“I’m tired of going to conferences where we tell young people all the things they should not do - don’t do drugs, don’t drink, don’t smoke, don’t have sex, don’t drop out of school,” said Charles Lee Johnson, from the National Family Life Education Center. “Our young people need something they can say yes to instead of always focusing on what they shouldn’t do.”
According to Johnson, there are many things young people can say yes to that will impact their life and the lives of others in a positive way, for example, they can say yes to believing they can accomplish something in their lifetime. Yes to their future and a successful career. Yes to the ability to conquer fears and control their desires and yes to the ideal of being able to find a suitable person to marry.
Johnson believes that more young people need parents who are willing to set clear standards to live up to rather than send ambiguous messages such as “wait until you are older to do that.”
“A person’s practice often falls beneath their principle,” said Mr. Johnson. “Which means we need to set high standards for our young people and equip them with the skills to successfully accomplish them.”
A good example of this is when parents tell their children if they are going to have sex to practice “safe sex.” Many times young people interpret that as permission to have sex and the thought never crosses their mind about what safe means. If parents tell their children to abstain from sex until marriage, these young people will learn how valuable they are. They have something to strive for that is to their benefit.
“To tell your children to have safe sex devalues their potential and can send the message that parents don’t believe their children have the ability to practice self-control,” said Johnson.
Johnson encourages parents to start this process when children are young.
“Young people need to understand that life is hard and it is not fair,” said Mr. Johnson. “To help paint that picture, parents need to share stories about successes and failures. Real life challenges that you faced and what you learned from it. Young people need to understand that their parents didn’t start out with everything they have now. Teaching a strong work ethic is a big part of setting standards for your children.”
Other important ways that parents set standards for young people include:
Acknowledging the fact that you are the parent – Children do not need their parents to be their buddy. They need parents who will: set limits for them and stand their ground; hold them accountable and help them take responsibility for their actions; encourage them through those difficult times when they want to give up and love them unconditionally.

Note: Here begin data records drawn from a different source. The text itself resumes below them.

PR #2748, opened 2022-04-05
feat: add basic WASI `net.Listener` via `sock_accept`

rvolosatovs:
# Description
Add support for `sock_accept` recently added to WASI https://github.com/WebAssembly/WASI/pull/458

The implementation still lacks polling support, but that is something best left for another PR, since that would be a magnitudes bigger change.

Relevant documentation on flags can be found here https://github.com/WebAssembly/WASI/blob/main/phases/snapshot/docs.md#fdflags

I followed the upstream Go implementation as much as possible with minimal changes

# Testing

## Server
Save the following program to `main.go` in your working directory:
```go
package main

import (
	"fmt"
	"io"
	"log"
	"net"
	"os"
	"strconv"
	"time"
)

func handle(conn net.Conn) error {
	defer conn.Close()

	var b [128]byte
	n, err := conn.Read(b[:])
	if err != nil {
		if err == io.EOF {
			return nil
		}
		return fmt.Errorf("failed to read from connection: %s", err)
	}
	log.Printf("Read '%s'\n", b[:n])

	res := fmt.Sprintf("Hello, %s", b[:n])
	n, err = conn.Write([]byte(res))
	if err != nil {
		return fmt.Errorf("failed to write to connection: %s", err)
	}
	log.Printf("Wrote '%s'\n", res[:n])
	return nil
}

func run() error {
	fds, err := strconv.Atoi(os.Getenv("FD_COUNT"))
	if err != nil {
		return fmt.Errorf("failed to parse FD_COUNT: %w", err)
	}
	if fds != 4 {
		return fmt.Errorf("FD_COUNT must be 4, got %d", fds)
	}

	ln, err := net.FileListener(os.NewFile(uintptr(3), "socket"))
	if err != nil {
		return fmt.Errorf("failed to listen on fd 3: %w", err)
	}

	for {
		log.Println("Waiting for connection...")
		conn, err := ln.Accept()
		if err != nil {
			if err, ok := err.(*os.SyscallError); ok && err.Timeout() {
				log.Println("Accept timed out, retrying in a second...")
				time.Sleep(time.Second)
				continue
			}
			return fmt.Errorf("failed to accept connection: %w", err)
		}
		log.Println("Accepted connection")

		if err := handle(conn); err != nil {
			return fmt.Errorf("failed to handle connection: %w", err)
		}
		log.Println("---")
	}
}

func init() {
	log.SetOutput(os.Stderr)
	log.SetFlags(0)
}

func main() {
	if err := run(); err != nil {
		log.Fatalf("Failed to run: %s", err)
	}
}
```

Compile with:
```
$ tinygo build -target wasi main.go
```

### Wasmtime
Works on `wasmtime 0.38.0`:
```
$ wasmtime run --env FD_COUNT=4 --tcplisten 127.0.0.1:9000 main.wasm
Waiting for connection...
Accept timed out, retrying in a millisecond...
Waiting for connection...
Accept timed out, retrying in a millisecond...
Waiting for connection...
Accept timed out, retrying in a millisecond...
Waiting for connection...
Accepted connection
Read 'test
'
Wrote 'Hello, test
'
---
```

### Enarx
Works on https://github.com/enarx/enarx with the following config:
```toml
[[files]]
kind = "stdin"

[[files]]
kind = "stdout"

[[files]]
kind = "stderr"

[[files]]
kind = "listen"
prot = "tcp"
port = 9000
```

For example, on Linux:
```
$ curl -sL -o enarx https://github.com/enarx/enarx/releases/download/v0.6.0/enarx-x86_64-unknown-linux-musl
$ echo 26823747c19c21fc7c5a7a6d44337d731735c780044b9da90365e63aae15f68d enarx | sha256sum -c
$ chmod +x enarx
$ ./enarx run --wasmcfgfile Enarx.toml main.wasm
Waiting for connection...
Accepted connection
Read 'test
'
Wrote 'Hello, test
'
---
```

## Client
Start in a terminal window:
```
while :; do sleep 1 && echo test | nc 127.0.0.1 9000; done
Hello, test
```

### DIFF
--- a/src/net/fd_wasi.go
+++ b/src/net/fd_wasi.go
@@ -1,0 +1,57 @@
+//go:build wasi
+// +build wasi
+
+package net
+
+import (
+	"io"
+	"os"
+	"syscall"
+	"time"
+)
+
+// Network file descriptor.
+type netFD struct {
+	*os.File
+
+	net   string
+	laddr Addr
+	raddr Addr
+}
+
+// Read implements the Conn Read method.
+func (c *netFD) Read(b []byte) (int, error) {
+    // TODO: Handle EAGAIN and perform poll
+	return c.File.Read(b)
+}
+
+// Write implements the Conn Write method.
+func (c *netFD) Write(b []byte) (int, error) {
+    // TODO: Handle EAGAIN and perform poll
+	return c.File.Write(b)
+}
+
+// LocalAddr implements the Conn LocalAddr method.
+func (*netFD) LocalAddr() Addr {
+	return nil
+}
+
+// RemoteAddr implements the Conn RemoteAddr method.
+func (*netFD) RemoteAddr() Addr {
+	return nil
+}
+
+// SetDeadline implements the Conn SetDeadline method.
+func (*netFD) SetDeadline(t time.Time) error {
+	return ErrNotImplemented
+}
+
+// SetReadDeadline implements the Conn SetReadDeadline method.
+func (*netFD) SetReadDeadline(t time.Time) error {
+	return ErrNotImplemented
+}
+
+// SetWriteDeadline implements the Conn SetWriteDeadline method.
+func (*netFD) SetWriteDeadline(t time.Time) error {
+	return ErrNotImplemented
+}
--- a/src/net/fd_wasi.go
+++ b/src/net/fd_wasi.go
@@ -4,7 +4,6 @@
 package net
 
 import (
-	"io"
 	"os"
 	"syscall"
 	"time"
@@ -21,13 +20,13 @@ type netFD struct {
 
 // Read implements the Conn Read method.
 func (c *netFD) Read(b []byte) (int, error) {
-    // TODO: Handle EAGAIN and perform poll
+	// TODO: Handle EAGAIN and perform poll
 	return c.File.Read(b)
 }
 
 // Write implements the Conn Write method.
 func (c *netFD) Write(b []byte) (int, error) {
-    // TODO: Handle EAGAIN and perform poll
+	// TODO: Handle EAGAIN and perform poll
 	return c.File.Write(b)
 }
 
@@ -54,4 +53,26 @@ func (*netFD) SetReadDeadline(t time.Time) error {
 // SetWriteDeadline implements the Conn SetWriteDeadline method.
 func (*netFD) SetWriteDeadline(t time.Time) error {
 	return ErrNotImplemented
+}
+
+type listener struct {
+	*os.File
+}
+
+// Accept implements the Listener Accept method.
+func (l *listener) Accept() (Conn, error) {
+	fd, err := syscall.SockAccept(int(l.File.Fd()), syscall.O_NONBLOCK)
+	if err != nil {
+		return nil, wrapSyscallError("sock_accept", err)
+	}
+	return &netFD{File: os.NewFile(uintptr(fd), "conn"), net: "file+net", laddr: nil, raddr: nil}, nil
+}
+
+// Addr implements the Listener Addr method.
+func (*listener) Addr() Addr {
+	return nil
+}
+
+func fileListener(f *os.File) (Listener, error) {
+	return &listener{File: f}, nil
 }
--- a/src/syscall/syscall_libc_wasi.go
+++ b/src/syscall/syscall_libc_wasi.go
@@ -309,6 +309,14 @@ func Getpagesize() int {
 	return 65536
 }
 
+func SockAccept(fd int, flags int) (nfd int, err error) {
+	var retptr0 __wasi_fd_t
+	if n := sock_accept(__wasi_fd_t(fd), __wasi_fdflags_t(flags), &retptr0); n != 0 {
+		return -1, Errno(n)
+	}
+	return int(retptr0), nil
+}
+
 // int stat(const char *path, struct stat * buf);
 //
 //export stat
@@ -323,3 +331,14 @@ func libc_fstat(fd int32, ptr unsafe.Pointer) int32
 //
 //export lstat
 func libc_lstat(pathname *byte, ptr unsafe.Pointer) int32
+
+type (
+	__wasi_errno_t = uint16
+
+	__wasi_fd_t      = int32
+	__wasi_fdflags_t = uint16
+)
+
+//go:wasm-module wasi_snapshot_preview1
+//export sock_accept
+func sock_accept(fd __wasi_fd_t, flags __wasi_fdflags_t, retptr0 *__wasi_fd_t) __wasi_errno_t
--- a/src/net/error_posix.go
+++ b/src/net/error_posix.go
@@ -1,0 +1,24 @@
+// The following is copied and adapted from Go 1.18 official implementation.
+
+// Copyright 2017 The Go Authors. All rights reserved.
+// Use of this source code is governed by a BSD-style
+// license that can be found in the LICENSE file.
+
+//go:build aix || darwin || dragonfly || freebsd || (js && wasm) || linux || netbsd || openbsd || solaris || windows || wasi
+// +build aix darwin dragonfly freebsd js,wasm linux netbsd openbsd solaris windows wasi
+
+package net
+
+import (
+	"os"
+	"syscall"
+)
+
+// wrapSyscallError takes an error and a syscall name. If the error is
+// a syscall.Errno, it wraps it in a os.SyscallError using the syscall name.
+func wrapSyscallError(name string, err error) error {
+	if _, ok := err.(syscall.Errno); ok {
+		err = os.NewSyscallError(name, err)
+	}
+	return err
+}
--- a/src/net/file.go
+++ b/src/net/file.go
@@ -1,0 +1,31 @@
+//go:build wasi
+// +build wasi
+
+// The following is copied from Go 1.18 official implementation.
+
+// Copyright 2015 The Go Authors. All rights reserved.
+// Use of this source code is governed by a BSD-style
+// license that can be found in the LICENSE file.
+
+package net
+
+import (
+	"os"
+)
+
+type fileAddr string
+
+func (fileAddr) Network() string  { return "file+net" }
+func (f fileAddr) String() string { return string(f) }
+
+// FileListener returns a copy of the network listener corresponding
+// to the open file f.
+// It is the caller's responsibility to close ln when finished.
+// Closing ln does not affect f, and closing f does not affect ln.
+func FileListener(f *os.File) (ln Listener, err error) {
+	ln, err = fileListener(f)
+	if err != nil {
+		err = &OpError{Op: "file", Net: "file+net", Source: nil, Addr: fileAddr(f.Name()), Err: err}
+	}
+	return
+}
--- a/src/net/net.go
+++ b/src/net/net.go
@@ -1,4 +1,4 @@
-// The following is copied from Go 1.18 official implementation.
+// The following is copied and adapted from Go 1.18 official implementation.
 
 // Copyright 2009 The Go Authors. All rights reserved.
 // Use of this source code is governed by a BSD-style
@@ -8,6 +8,7 @@ package net
 
 import (
 	"io"
+	"syscall"
 	"time"
 )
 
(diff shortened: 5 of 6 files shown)


deadprogram:
Hello @rvolosatovs could you please rebase against the latest `dev` branch so this can be more easily reviewed?

cc/ @dkegel-fastly @dgryski @aykevl

npmccallum:
@rvolosatovs Can you rebase this?

rvolosatovs:
@deadprogram apologies for the delay, I was on vacation right after we spoke and then had a few very busy weeks.
I've rebased, updated the implementation and added an example for testing the PR is ready for review, PTAL!
cc @dkegel-fastly @dgryski @aykevl

There is a CI build failure on MacOS, but it does not seem to be caused by this PR - I may be wrong however

npmccallum:
@deadprogram Are you able to review this?

rvolosatovs:
I've extracted some of the required changes into smaller scoped PRs in hopes of a simpler review.
@dkegel-fastly @dgryski @aykevl @deadprogram 

This PR is now blocked by:
https://github.com/tinygo-org/tinygo/pull/3051
https://github.com/tinygo-org/tinygo/pull/3050
https://github.com/tinygo-org/tinygo/pull/3052
https://github.com/tinygo-org/tinygo/pull/3053
https://github.com/tinygo-org/tinygo/pull/3054

rvolosatovs:
@deadprogram would further splitting this PR into smaller scoped chunks assist review?

rvolosatovs:
Filed #3061 , marking as draft again

codefromthecrypt:
@rvolosatovs interesting (esp that the snapshot01 version was updated after the fact!).

I was curious the motivation of this? Is this a proof of concept or are folks making raw socket listeners? Reason I ask is often there are higher level libs that need some changes to support even if sock_accept works.

Finally, I noticed in the past due to lack of description in the spec sometimes you need to look at another impl to see how they handle things. Did you notice how this is implemented in rust or clang?? Ex the resulting wasm (can inspect backwards via wasm2wat) looks similar between here and rust or C of the same?

Cheers!

src/net/fd_wasi.go
```diff
@@ -0,0 +1,78 @@
...
+
+// Write implements the Conn Write method.
+func (c *netFD) Write(b []byte) (int, error) {
+	// TODO: Handle EAGAIN and perform poll
+	return c.File.Write(b)
+}
+
+// LocalAddr implements the Conn LocalAddr method.
+func (*netFD) LocalAddr() Addr {
+	return nil
```
codefromthecrypt, line 35:
```suggestion
	return laddr
```

codefromthecrypt, line 35:
```suggestion
	return laddr
```

src/net/fd_wasi.go
```diff
@@ -0,0 +1,78 @@
...
+	return ErrNotImplemented
+}
+
+type listener struct {
+	*os.File
+}
+
+// Accept implements the Listener Accept method.
+func (l *listener) Accept() (Conn, error) {
+	fd, err := syscall.SockAccept(int(l.File.Fd()), syscall.O_NONBLOCK)
```
codefromthecrypt, line 64:
```suggestion
	// Note: WASI doesn't define SOCK_CLOEXEC
	fd, err := syscall.SockAccept(int(l.File.Fd()), syscall.O_NONBLOCK)
```

src/net/fd_wasi.go
```diff
@@ -0,0 +1,78 @@
...
+	if err != nil {
+		return nil, wrapSyscallError("sock_accept", err)
+	}
+	return &netFD{File: os.NewFile(uintptr(fd), "conn"), net: "file+net", laddr: nil, raddr: nil}, nil
```
codefromthecrypt, line 68: maybe a fake addr instead of nil? or comment why? I think usually these are derived from fd, right?

src/net/fd_wasi.go
```diff
@@ -0,0 +1,78 @@
...
+func (*netFD) SetReadDeadline(t time.Time) error {
+	return ErrNotImplemented
+}
+
+// SetWriteDeadline implements the Conn SetWriteDeadline method.
+func (*netFD) SetWriteDeadline(t time.Time) error {
+	return ErrNotImplemented
+}
+
+type listener struct {
```
codefromthecrypt, line 58:
```suggestion
// wasiListener implements Listener with syscall.SockAccept.
type wasiListener struct {
```

src/net/fd_wasi.go
```diff
@@ -0,0 +1,78 @@
...
+	"os"
+	"syscall"
+	"time"
+)
+
+// Network file descriptor.
+type netFD struct {
+	*os.File
+
+	net   string
```
codefromthecrypt, line 16: unused, so set or remove?

src/syscall/syscall_libc_wasi.go
```diff
@@ -309,6 +309,14 @@ func Getpagesize() int {
 	return 65536
 }
 
+func SockAccept(fd int, flags int) (nfd int, err error) {
+	var retptr0 __wasi_fd_t
```
codefromthecrypt, line 313: verify flags or return EINVAL?

src/net/fd_wasi.go
```diff
@@ -0,0 +1,78 @@
...
+
+// Read implements the Conn Read method.
+func (c *netFD) Read(b []byte) (int, error) {
+	// TODO: Handle EAGAIN and perform poll
+	return c.File.Read(b)
+}
+
+// Write implements the Conn Write method.
+func (c *netFD) Write(b []byte) (int, error) {
+	// TODO: Handle EAGAIN and perform poll
```
codefromthecrypt, line 29:
```suggestion
	// TODO: Handle EAGAIN and perform poll similar to poll/fd_unix.go
```

src/net/fd_wasi.go
```diff
@@ -0,0 +1,78 @@
...
+	*os.File
+
+	net   string
+	laddr Addr
+	raddr Addr
+}
+
+// Read implements the Conn Read method.
+func (c *netFD) Read(b []byte) (int, error) {
+	// TODO: Handle EAGAIN and perform poll
```
codefromthecrypt, line 23:
```suggestion
	// TODO: Handle EAGAIN and perform poll similar to poll/fd_unix.go
```

src/net/fd_wasi.go
```diff
@@ -0,0 +1,78 @@
...
+package net
+
+import (
+	"os"
+	"syscall"
+	"time"
+)
+
+// Network file descriptor.
+type netFD struct {
```
codefromthecrypt, line 13:
```suggestion
type wasiFD struct {
```

src/net/fd_wasi.go
```diff
@@ -0,0 +1,78 @@
...
+
+package net
+
+import (
+	"os"
+	"syscall"
+	"time"
+)
+
+// Network file descriptor.
```
codefromthecrypt, line 12:
```suggestion
// wasiCon implements Con with a file returned by syscall.SockAccept.
```

src/net/fd_wasi.go
```diff
@@ -0,0 +1,78 @@
...
+	}
+	return &netFD{File: os.NewFile(uintptr(fd), "conn"), net: "file+net", laddr: nil, raddr: nil}, nil
+}
+
+// Addr implements the Listener Addr method.
+func (*listener) Addr() Addr {
+	return nil
+}
+
+func fileListener(f *os.File) (Listener, error) {
```
codefromthecrypt, line 76:
```suggestion
// fileListener is used by FileListener in file.go
func fileListener(f *os.File) (Listener, error) {
```

codefromthecrypt (commented):
Added some review to help this along.

I suspect when things stabilize, unit tests would make sense, though I notice Go doesn't really test these files directly either.

rvolosatovs:
> @rvolosatovs interesting (esp that the snapshot01 version was updated after the fact!).
> 
> I was curious the motivation of this? Is this a proof of concept or are folks making raw socket listeners? Reason I ask is often there are higher level libs that need some changes to support even if sock_accept works.

The motivation is to be able to accept a connection from within a WebAssembly module via WASI. In [Wasmtime](https://github.com/bytecodealliance/wasmtime) and [Enarx](https://github.com/enarx/enarx) this works by calling [`sock_accept`](https://github.com/WebAssembly/WASI/blob/main/phases/snapshot/docs.md#-sock_acceptfd-fd-flags-fdflags---resultfd-errno) on pre-opened file descriptors 

> Finally, I noticed in the past due to lack of description in the spec sometimes you need to look at another impl to see how they handle things. Did you notice how this is implemented in rust or clang?? Ex the resulting wasm (can inspect backwards via wasm2wat) looks similar between here and rust or C of the same?

Both Rust (https://github.com/rust-lang/rust/pull/93158) and C (https://github.com/WebAssembly/wasi-libc/pull/287) support was added by @haraldh, who we work together with at @profianinc. We're making sure to have all implementations consistent.

Note, that big difference of `sock_accept` from `accept` family, is that the peer address cannot be determined (at least for now) as part of the "accept".

src/net/fd_wasi.go
rvolosatovs: This is directly copy-pasted and adapted from https://github.com/golang/go/blob/a0441c7ae3dea57a0553c9ea77e184c34b7da40f/src/net/fd_posix.go#L16-L17, that's the approach I saw throughout this project so I followed that.

Changing this comment would make it inconsistent with upstream, which means it would not be as trivial to sync this with upstream by copy-pasting.

If we're changing this, then we should change the whole implementation as well, since the way this is designed in the standard library is not necessarily the best approach here given the set of use cases this project tries to cover.

src/net/fd_wasi.go
rvolosatovs: https://github.com/tinygo-org/tinygo/pull/2748/files#r979834379

src/net/fd_wasi.go
rvolosatovs: https://github.com/tinygo-org/tinygo/pull/2748/files#r979834379

src/net/fd_wasi.go
rvolosatovs: Well, not necessarily same as https://github.com/golang/go/blob/master/src/internal/poll/fd_unix.go
It's circling back to https://github.com/tinygo-org/tinygo/pull/2748/files#r979834379 in my head - is it a goal of this project to be as similar to upstream Go and minimize diff or not? A simpler and more minimal poll implementation could probably suit this project better, but I am not sure what's the preferred approach. I was hoping this PR could start a discussion

src/net/fd_wasi.go
rvolosatovs: See above

src/net/fd_wasi.go
rvolosatovs, line 35: This is not available on WASI

src/net/fd_wasi.go
```diff
@@ -0,0 +1,78 @@
...
+}
+
+// LocalAddr implements the Conn LocalAddr method.
+func (*netFD) LocalAddr() Addr {
+	return nil
+}
+
+// RemoteAddr implements the Conn RemoteAddr method.
+func (*netFD) RemoteAddr() Addr {
+	return nil
```
rvolosatovs, line 40: This is not available on WASI

src/net/fd_wasi.go
rvolosatovs: None of this is available on WASI

src/net/fd_wasi.go
codefromthecrypt: ok understand what you mean. I think in another world I would probably comment things like this in the source, but ack that's not the practice. I'll dismiss my feedback as most of them are me being curious why things are defining unused symbols or otherwise. People who know the conventions already somehow won't need to see comments like this.

src/net/fd_wasi.go
rvolosatovs, line 76: Upstream Go does not do this https://github.com/golang/go/blob/a0441c7ae3dea57a0553c9ea77e184c34b7da40f/src/net/file_unix.go#L89-L102

If a structure of the code is confusing, I don't think that explaining everything in comments is the right solution - restructuring the code is, however.
As I said, I tried to keep as close as possible to upstream Go implementation - if that's not a requirement, then I'd rather rewrite this whole thing in a way that makes much more sense especially for this use case

src/net/fd_wasi.go
codefromthecrypt: I'll leave this one to the maintainers to decide. thanks for clarifying!

src/net/fd_wasi.go
codefromthecrypt: I'll delete all my comments which summarize as "please comment this" :D for now, I guess people will know that if something is nil, it is intentional.

src/net/fd_wasi.go
codefromthecrypt: Personally, I would love to see your impl, but for tinygo whatever maintainers suggest is best as they have the long term stake.

src/syscall/syscall_libc_wasi.go
rvolosatovs: Standard library does not do that for `Accept4` https://github.com/golang/go/blob/a0441c7ae3dea57a0553c9ea77e184c34b7da40f/src/syscall/syscall_linux.go#L661-L677 :thinking: 
Is it really responsibility of TinyGo standard library or rather the WASI implementation?

codefromthecrypt: WASI has no guidance on things like this. the spec is very sparse. There's no discussion of host vs guest responsibilities. knowing this, yeah most hosts will also validate and return EINVAL conventionally https://github.com/WebAssembly/WASI/blob/snapshot-01/phases/snapshot/docs.md

lacking guidance, what I do is look at what wasi-libc does and prefer that, though agree you can also look at how go does it. this isn't a huge deal which way, imho

src/net/fd_wasi.go
dkegel-fastly: To the style question, my impression is that the project tries in this order:
1. directly use upstream files (no copying needed)
2. borrow a subset of upstream files, minimizing diffs but only borrowing the lines that are needed
3. replace upstream files with something more suited to tinygo's use case (but still kind of minimizing diffs if possible)

dkegel-fastly: Upstream's networking is... tricky because of its interaction with goroutines, as you've noticed.
How useful is networking without getting that bit right?  
Will your code (e.g. netfd.Read()) pause all goroutines while blocking on networking? 
I haven't checked yet.

hlubek:
I played around with this PR and tried to use it to start an HTTP server with `net/http` over the `FileListener`. Basically my WASM/WASI code looks like this (following the example from this PR):

```go
func run() error {
	ln, err := net.FileListener(os.NewFile(uintptr(3), "socket"))
	if err != nil {
		return fmt.Errorf("failed to listen on fd 3: %w", err)
	}

	mux := http.NewServeMux()
	mux.HandleFunc("/", func(w http.ResponseWriter, r *http.Request) {
		fmt.Fprintf(w, "Hello, %s", r.URL.Path[1:])
	})

	srv := &http.Server{
		Handler: mux,
	}

	err = srv.Serve(ln)
	if err != nil {
		return fmt.Errorf("failed to serve: %w", err)
	}

	return nil
}
```

It seems to work after I did the following changes:

* Added a dummy `LocalAddr` and `RemoteAddr`, otherwise the Go HTTP implementation had a nil dereference issue
* Implement a very naive polling via checking for `syscall.EAGAIN` and sleeping for a few milliseconds (in `Read`, `Write` and `Accept`):
  ```go
  func (c *netFD) Read(b []byte) (int, error) {
	var (
		n   int
		err error
	)
	for {
		n, err = c.File.Read(b)
		if errors.Is(err, syscall.EAGAIN) {
			time.Sleep(30 * time.Millisecond)
			continue
		}
		break
	}
	return n, err
  }
  ```

Doing this I could run the server via `wasmtime run --tcplisten 127.0.0.1:9000 server.wasm` and a Curl succeeded. 😁 

What would be a better way to perform the polling? Is `poll_oneoff` supposed to work for `sock_accept` and reading / writing from the file descriptor?

I could imagine that the `Listener` returned by `FileListener` should not poll by default but just return `EAGAIN` / a syscall error indicating a timeout and the user code could wrap the listener to control the polling behaviour.

It would be really great to have some kind of support of this in TinyGo, so web services with Go could be run in WASM/WASI.

codefromthecrypt:
@hlubek if were me I would probably scour GitHub for anyone using wasi-libc in C and see how they are doing it. https://github.com/WebAssembly/wasi-libc/blob/63e4489d01ad0262d995c6d9a5f1a1bab719c917/libc-bottom-half/sources/accept.c then compare polling approaches. I think these network functions are more used in rust for various docker demos.

chriso:
We're proposing this be added to Go (with `GOOS=wasip1`). See https://go-review.googlesource.com/c/go/+/493358. It'll use the native netpoll facility so you won't have to manually handle EAGAIN.

chriso:
This landed in Go via https://github.com/golang/go/commit/a17de43e (and prerequisites https://github.com/golang/go/commit/41893389 and https://github.com/golang/go/commit/c5c21845)

rvolosatovs:
> This landed in Go via https://github.com/golang/go/commit/a17de43e (and prerequisites https://github.com/golang/go/commit/41893389 and https://github.com/golang/go/commit/c5c21845)

Yes, it finally happened! Closing

codefromthecrypt:
@deadprogram I think this issue is not closed in TinyGo, even if it is solved for Go. There will be users who can't use Go, yet due to lack of exports. Should this be re-opened as an issue until closed? or this codebase repurposed to complete regardless of what Go does?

Family rituals – Rituals provide consistency and security. They are something children can count on such as sharing a meal together everyday, specific bedtimes, family nights and family celebrations such as birthdays and accomplishments.
“Parents who provide positive examples, set high standards and give affirmation and encouragement help today’s teenagers maintain a positive outlook on life,” said Mr. Johnson. “Instead of focusing on all of the things they can’t and shouldn’t do they can spend their time working toward attainable goals and the rewards they will receive from making the right choices.”